Nothing To Fear, But...

"Mister Jenkins?"

"That's right. Mister Rotunda? Mister Florian Rotunda"

"Yes?"

"What can I do for you, Mister Rotunda?"

"I...I don't want to live in fear any more."

"I see. And, what exactly are you afraid of, sir?"

"Well, everything. I mean - the, the Washington sniper, for one thing."

"I see. And, where in Washington do you live?"

"I live in Alaska. Actually."

"Ah. Alaska. I, uhh, see. And, why do you think a sniper in Washington is a threat to somebody living in Alaska?"

"Copycats."

"Ah. I see. Okay, Mister Rotunda. Are you afraid of anything else?"

"Sunlight."

"Sunlight?"

"Direct. Unfiltered. On my skin."

"And, why are you afraid of sunlight?"

"Skin cancer."

"I see. But, can't you just...avoid the sun?"

"Avoid the sun? No, I cannot avoid the sun. I mean, sunlight - it...it's everywhere!"

"I see. Anything else?"

"Alzheimer's."

"Alzheimer's? The disease?"

"No, Alzheimer's the TV miniseries!"

"Uhh, Mister Rotunda, if you don't mind my asking, how old are you?"

"Twenty- two...I'll be 23 in the fall."

"I see. You do realize that you aren't likely to suffer from Alzheimer's for another 40 or 50 years?"

"That much longer to worry."

"Ah. Anything else?"

"That's not enough?"

"You're not afraid of fundamentalist Arab terrorists?"

"Nah. That's a mainland problem."

"I see."

"But, killer bees? I expect them to fly into Anchorage any day now!"

"Killer bees?"

"Is that strange?"

"Fear is not rational, Mister Rotunda."

"So. Do you think you can help me?"

"Oh, absolutely, Mister Rotunda. Absolutely. For a modest fee, we will hire an assassin to kill you. Our basic package is a single bullet in the back of the head, execution style.
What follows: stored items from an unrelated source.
PR #14322, opened 2022-08-07
*: handle auth invalid token and old revision errors in watch

mitake:
Fix https://github.com/etcd-io/etcd/issues/12385

~It's still a WIP PR, please do not merge. Remaining todos:~
- [x] clean up code
- [x] write a test

### DIFF
--- a/server/etcdserver/api/v3rpc/watch.go
+++ b/server/etcdserver/api/v3rpc/watch.go
@@ -224,16 +224,16 @@ func (ws *watchServer) Watch(stream pb.Watch_WatchServer) (err error) {
 	return err
 }
 
-func (sws *serverWatchStream) isWatchPermitted(wcr *pb.WatchCreateRequest) bool {
+func (sws *serverWatchStream) isWatchPermitted(wcr *pb.WatchCreateRequest) error {
 	authInfo, err := sws.ag.AuthInfoFromCtx(sws.gRPCStream.Context())
 	if err != nil {
-		return false
+		return err
 	}
 	if authInfo == nil {
 		// if auth is enabled, IsRangePermitted() can cause an error
 		authInfo = &auth.AuthInfo{}
 	}
-	return sws.ag.AuthStore().IsRangePermitted(authInfo, wcr.Key, wcr.RangeEnd) == nil
+	return sws.ag.AuthStore().IsRangePermitted(authInfo, wcr.Key, wcr.RangeEnd)
 }
 
 func (sws *serverWatchStream) recvLoop() error {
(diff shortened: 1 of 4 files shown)


ahrtr:
Thanks @mitake , just marked this PR as draft. Please feel free to mark it as ready for review once it's ready.

kafuu-chino:
I clone locally, tried a run and the problem was solved, the previous watch will also be send by `nextResume`. 

However, because the default `WatchID = 0` is returned by error, this will cause` WatchID = 0` to be deleted once in `ids`, although it will be recreated later. See https://github.com/etcd-io/etcd/pull/14296.

I also read the committed code, instead of using a string, would try passing an error code between the client and the server? 
And why not
```go
err := sws.isWatchPermitted(creq)
if err != nil {
```

mitake:
Thanks for trying this PR @kafuu-chino . 
> I also read the committed code, instead of using a string, would try passing an error code between the client and the server?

Quick. Efficient. Professional. For an additional fee, the assassin will use a machete, a baseball bat or the other weapon of your choosing. If you like, we have deluxe packages where we will make the killing look like a robbery, the work of a jealous husband or any other scenario that suits. Does this work for you?"

"You...you want to kill me?"

"Yes?"

"Is that legal?"

"Why do you think I arranged to meet you in a dark alley?"

"Okay, but, I mean, killing me seems so...drastic. Isn't there anything else...?"

"Well, originally we tried weaning people off the media, since so much fear is spread through television and newspapers. But, we found that this didn't diminish the fear - quite the contrary, as a matter of fact. Once fear had set in, a news blackout allowed clients' imaginations to run riot - the ones who didn't cheat on the blackout, anyway. No, I'm afraid the only way to deal with fear of this magnitude is assassination."

"But, why?"

"You know, all fear ultimately boils down to fear of suffering and/or death. But, we all suffer and we're all going to die. That's what used to be called - in a less enlightened age - the human condition. If fear of death ultimately interferes with one's ability to live, don't you think it would be a mercy to stop it?"

"But, what if there's an afterlife? What if I end up in hell because I chose to kill myself?"

"Mister Rotunda, please! Let us not get bogged down in hypothetical situations!"